A Igreja está presente em várias questões e o papa que o suceder, além de levar para a frente toda a tradição, ele recebe de seus antecessores, de Pedro até hoje, os novos desafios que a cada dia a humanidade, a ciência e a sociedade vão estar colocando. E a presença da Igreja é dar respostas e iluminação para os cristãos católicos e também para que o mundo seja melhor.

•        E como fica o papel social de um papa? Toda vez que Francisco se posicionava, uma ala mais crítica a ele, dentro do catolicismo, o criticava, o tachava de comunista.
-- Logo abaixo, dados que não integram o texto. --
PR #1155, opened 2017-09-20
[RFC] Add strict types to class template

avant1:
Hey there.
Since PHPSpec 4 requires PHP 7 it makes sense to add strict types declaration to generated classes and interfaces by default.

But there are several questions that might be discussed:
1. Is it okay at all?
I think using strict types by default on PHP 7 for all new classes will allow to see errors early, and they will be marked explicitly. So developers will be happier.

2. Is it a BC break?
I don't think so. I can't imagine scenario where this change will break anything since it changes only newly generated files. But maybe you see such scenarios.

3. Where should `declare` block be placed?
I've seen two main formats by now. The first one places `declare` block on the next line after opening `<?php` tag:
```php
<?php
declare(strict_types=1);

namespace Acme;

class Foo {}
```

The second one puts `declare` block on the same line with opening `<?php` tag:
```php
<?php declare(strict_types=1);

namespace Acme;

class Foo {}
```

The first one seems more standard for me, PHP documentation [uses it in examples](http://php.net/manual/en/functions.arguments.php#functions.arguments.type-declaration.strict). The second one is a bit more compact.

There is also a variation of the first format:
```php
<?php

declare(strict_types=1);

namespace Acme;

class Foo {}
```

There is additional empty line between opening tag and `declare` block.

This PR uses first format.

What do you think about this?

### DIFF
--- a/features/code_generation/developer_generates_class.feature
+++ b/features/code_generation/developer_generates_class.feature
@@ -10,6 +10,7 @@ Feature: Developer generates a class
     Then a new class should be generated in the "src/CodeGeneration/ClassExample1/Markdown.php":
       """
       <?php
+      declare(strict_types=1);
 
       namespace CodeGeneration\ClassExample1;
 
@@ -60,6 +61,7 @@ Feature: Developer generates a class
     Then a new class should be generated in the "src/MyNamespace/Markdown.php":
     """
     <?php
+    declare(strict_types=1);
 
     namespace Behat\Tests\MyNamespace;
 
@@ -76,6 +78,7 @@ Feature: Developer generates a class
     Then a new class should be generated in the "src/CodeGeneration/ClassExample1/Text/Markdown.php":
       """
       <?php
+      declare(strict_types=1);
 
       namespace CodeGeneration\ClassExample1;
 
@@ -92,6 +95,7 @@ Feature: Developer generates a class
     Then a new class should be generated in the "src/CodeGeneration/Class_Example2/Text/Markdown.php":
       """
       <?php
+      declare(strict_types=1);
 
       namespace CodeGeneration\Class_Example2;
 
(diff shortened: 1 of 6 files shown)


ciaranmcnulty:
I really don't see the point of strict_types by default, but might be in a minority :-/

ciaranmcnulty:
I've been thinking about this; because this is an opt-in feature in PHP I don't see a need to push it on users when I don't particularly think it's a best practice.

Possibly the docs around custom templates could use this as an example though?

Happy to hear counter-arguments!

avant1:
I was thinking about following examples where strict types might be useful: https://3v4l.org/s3YGm

Without strict types all of those calls "work", and they may lead to unexpected results.

None of those examples will work with enabled strict types mode. You will get explicit error message, describing that you are doing something wrong (adding `false` to `4` does not make any sense).

From other point of view enabling strict types by default may confuse developers who are not aware of primitive types in PHP (cause passing wrong types to builtin functions will not work anymore). But this will nudge them to read about that new features in PHP.

This also touches other arguable question: is throwing error as soon as possible better than trying to keep working as long as possible (though that may lead to unexpected results)?

For now I think that explicit and early errors are better than wrong calculation results. And even exceptions on production are useful if you monitor them carefully.
But I agree this might not be best choice for all teams and projects.

So feel free to close this PR if no other opinions appear.

yvoyer:
Maybe it could be added using a configuration. It could be off by default unless the user explicitly enables it.

ciaranmcnulty:
The configuration would be 'use a custom template'

sgolemon:
Adding strict types to generated files doesn't really push anything on end users since THEIR calling scopes can still be weak.  Turning it on in the generated files just enforces that THOSE files are correct.

If you're not confident in your generated code being correct then that's a separate problem.

ciaranmcnulty:
@sgolemon yes I understand how the mechanism works. I'm not keen on 'pushing' including the optional non-default declaration by default.

ciaranmcnulty:
I don't want to make developers enable a non-default feature by default - will accept any docs changes to make the process for adding a custom template simpler, of course

Issue #1032, opened 2016-11-28
Add `shouldIterateLike` as a complement to `shouldIterateAs`


adamcameron:
As per discussion with @ciaranmcnulty on #bddLondon Slack channel:

 I ran into an issue with `shouldIterateAs`. Not sure if it's by design or not.
https://github.com/phpspec/phpspec/blob/master/src/PhpSpec/Matcher/Iterate/IterablesMatcher.php#L49

Here it's using `!==` to compare the value. Which means for objects it needs to be *exactly* the same object for it to match.

Which seems slightly unfeasible to me

ciaranmcnulty:
> Hm
> We have separate matchers for loose/strict comparison
> raise an issue?
> We could add `shouldIterateLike` perhaps

Raising issue as indicated.

PR #1158, opened 2017-10-13
Add an iterateLike matcher

sroze:
So we can have non-strict comparison for iterators.

### DIFF
--- a/src/PhpSpec/Matcher/Iterate/IterablesMatcher.php
+++ b/src/PhpSpec/Matcher/Iterate/IterablesMatcher.php
@@ -29,7 +29,7 @@ final class IterablesMatcher
      * @throws SubjectHasFewerElementsException
      * @throws SubjectHasMoreElementsException
      */
-    public function match($subject, $expected, bool $strict = false)
+    public function match($subject, $expected, bool $strict = true)
     {
         if (!$this->isIterable($subject)) {
             throw new \InvalidArgumentException('Subject value should be an array or implement \Traversable.');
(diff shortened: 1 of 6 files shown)


ciaranmcnulty:
Looks useful - would benefit from some tests + doc changes

ciaranmcnulty:
Also, see #1032

sroze:
@ciaranmcnulty anything special you'd like me to have a look to in this issue? 😃

ciaranmcnulty:
Just linking so I remember to close it :-)

Could you also add an equivalent of the shouldIterateStarting?

sroze:
`shouldIterateStartingLike` ?

src/PhpSpec/Matcher/Iterate/IterablesMatcher.php
```diff
@@ -22,13 +22,14 @@ public function __construct(Presenter $presenter)
...
      * @param array|\Traversable $expected
+     * @param bool               $strict
      *
      * @throws \InvalidArgumentException
      * @throws SubjectElementDoesNotMatchException
      * @throws SubjectHasFewerElementsException
      * @throws SubjectHasMoreElementsException
      */
-    public function match($subject, $expected)
+    public function match($subject, $expected, bool $strict = false)
```
ciaranmcnulty: The old behaviour was to be strict, so this should default to `true`

ciaranmcnulty:
Thanks @sroze !

sroze:
Thank you for taking it over @ciaranmcnulty!

PR #1161, opened 2017-10-14
Avoid deprecated symfony/console method call in tests

### LINKED ISSUE #740: Behat test fails randomly
the scenario 'Generating a class outside of autoloadable paths gives a warning' in features/code_generation/developer_generates_class.feature fails randomly. 
I found the issue came from the terminal width. With some widths the word 'autoload' is split (see screenshot) causing the test to fail.
phpspec
I don't really know if the test should be rewritten of if it is a beat issue.
I'm running the tests on Mac OS X (last version) with iterm 2.

avant1:
That method will be removed when `symfony/console` 4 will be released.

Closes #740 (the issue is already fixed, but now fix is compatible with `symfony/console` v4).

> The actual output should wrap better IMO

@ciaranmcnulty, I'm not sure if I understand that phrase. If you meant something else I can check if it can be improved.

### DIFF
--- a/features/bootstrap/ApplicationContext.php
+++ b/features/bootstrap/ApplicationContext.php
@@ -49,12 +49,18 @@ class ApplicationContext implements Context
 
         $this->application = new Application('2.1-dev');
         $this->application->setAutoExit(false);
-        $this->application->setTerminalDimensions(130, 30);
+        $this->setFixedTerminalDimensions();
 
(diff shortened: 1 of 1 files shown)


ciaranmcnulty:
I meant rather than set the dimensions to something that doesn't trigger the bad wrapping, the wrapping should handle more dimensions correctly

PR #1166, opened 2017-10-23
Added Symfony 4 support

gnugat:
Good news everyone!

According to its tests, phpspec is compatible with Symfony 4!
Now the bad news is that phpspec depends on Behat which prevents `symfony/console` and `symfony/yaml` to be upgraded, but at least there's no effort to do in phpspec.

I'd be happy to wait for Symfony 4 stable to be released before merging this Pull request, what do you think?

### DIFF
--- a/composer.json
+++ b/composer.json
@@ -26,18 +26,18 @@
         "phpspec/prophecy":         "^1.5",
         "phpspec/php-diff":         "^1.0.0",
         "sebastian/exporter":       "^1.0 || ^2.0 || ^3.0",
-        "symfony/console":          "^3.2",
-        "symfony/event-dispatcher": "^3.2",
-        "symfony/process":          "^3.2",
-        "symfony/finder":           "^3.2",
-        "symfony/yaml":             "^3.2",
+        "symfony/console":          "^3.2 || ^4.0@beta",
+        "symfony/event-dispatcher": "^3.2 || ^4.0@beta",
+        "symfony/process":          "^3.2 || ^4.0@beta",
+        "symfony/finder":           "^3.2 || ^4.0@beta",
+        "symfony/yaml":             "^3.2 || ^4.0@beta",
         "doctrine/instantiator":    "^1.0.5",
         "ext-tokenizer":            "*"
     },
 
     "require-dev": {
         "behat/behat":           "^3.3",
-        "symfony/filesystem":    "^3.2",
+        "symfony/filesystem":    "^3.2 || ^4.0@beta",
         "phpunit/phpunit":       "^5.7|^6.0"
     },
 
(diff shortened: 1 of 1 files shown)


ciaranmcnulty:
We only depend on it in autoload-dev - the trick is to test phpspec in CI effectively..

ciaranmcnulty:
Let's wait until at least an RC, too

composer.json
```diff
@@ -26,18 +26,18 @@
         "phpspec/prophecy":         "^1.5",
         "phpspec/php-diff":         "^1.0.0",
         "sebastian/exporter":       "^1.0 || ^2.0 || ^3.0",
-        "symfony/console":          "^3.2",
-        "symfony/event-dispatcher": "^3.2",
-        "symfony/process":          "^3.2",
-        "symfony/finder":           "^3.2",
-        "symfony/yaml":             "^3.2",
+        "symfony/console":          "^3.2 || ^4.0@beta",
```
alcaeus: The `@beta` suffix should be dropped: the CI build will test it in the `DEPENDENCIES=dev` matrix build.

Nyholm: Correct. 

Could this PR me updated and merged? There are a ton of other projects that depends on this library that are waiting for this.

Nyholm:
Awesome, Behat just merged a PR to make them compatible with SF4.

ciaranmcnulty:
The phpspec suite is failing, which makes me think it is not actually symfony 4 compatible yet?

ciaranmcnulty:
Hmph no, it's one of the other dependencies that's failing I think

ciaranmcnulty:
If anyone can explain/resolve the build failure, I'll merge

alcaeus:
I'd have to guess, but could the [parent constructor in `SplFileInfo`](https://github.com/symfony/symfony/blob/master/src/Symfony/Component/Finder/SplFileInfo.php#L31) have something to do with it?

gnugat:
I'm not sure why we get an error, since the tests are running with Symfony3...

alcaeus:
@gnugat not quite - where not blocked by other dependencies, the `dev` build installs `dev-master` which is 4.0: https://travis-ci.org/phpspec/phpspec/jobs/304433561#L501

gnugat:
@alcaeus oh you're right! Looks like the issue comes from Prophecy, I'll see what I can do there

alcaeus:
@gnugat Thanks!

gnugat:
Should be fixed once https://github.com/phpspec/prophecy/pull/373 has been merged.

ciaranmcnulty:
Still failures after building against prophecy dev-master after that patch is merged

sroze:
Proposed #1181 to replace this PR, adding a few fixes to PhpSpec for Symfony 4 support.

PR #1168, opened 2017-10-24
Update symfony components to allow 4.x version.

dbrumann:
In order to run the test suites (phpunit, phpspec & behat) locally I did the following changes to composer.json that were not commited:

```
    "repositories": [
        {
            "type": "package",
            "package": {
                "name": "behat/behat",
                "version": "3.3.99",
                "type": "path",
                "dist": {
                    "type": "path",
                    "url": "/path/to/local/behat"
                }
            }
        }
    ],
    "minimum-stability": "dev",
```

I changed the local behat to contain the 4.x versions as well, otherwise using `--no-dev` should work as well. The more important bit is `"minimum-stability": "dev"` to make sure the 4.x versions are used by composer. I assume this has to be reflected in .travis.yml as well, but I'm not sure what the best way would be as I assume adding the line to the composer.json is not desired.


ciaranmcnulty:
I'm sorry to report that @gnugat got there already with #1166

ciaranmcnulty:
Really appreciate the effort though!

Como lidar com isso em uma sociedade polarizada?

Tempesta - Sempre teve polarização. Mas agora, ultimamente, devido às mídias sociais, a gente não recebe somente a notícia, mas todo mundo dá a sua opinião.

Não é apenas um lado que passa, mas alguém que responde. Essa polarização é muito grande. E críticas à igreja e a questões que o papa coloca, sempre tivemos. Mas agora aparece muito mais, tem aparecido muito mais.

Temos de lidar com essa liberdade de opinião que existe e levar para a frente o nosso trabalho, a nossa missão. As contradições e as oposições existem e podem nos ajudar a olhar bem o que estamos fazendo.

Mas uma vez que temos a direção a seguir, temos de escutar e levar para a frente aquilo que vemos que é importante. Mesmo porque o papa tem a graça de estado de poder ver algumas questões que nem todo mundo vê.

E ele, como tem a visão universal de tudo. […] Temos de lidar com tranquilidade [com as críticas] e levar para a frente a nossa bela e importante missão.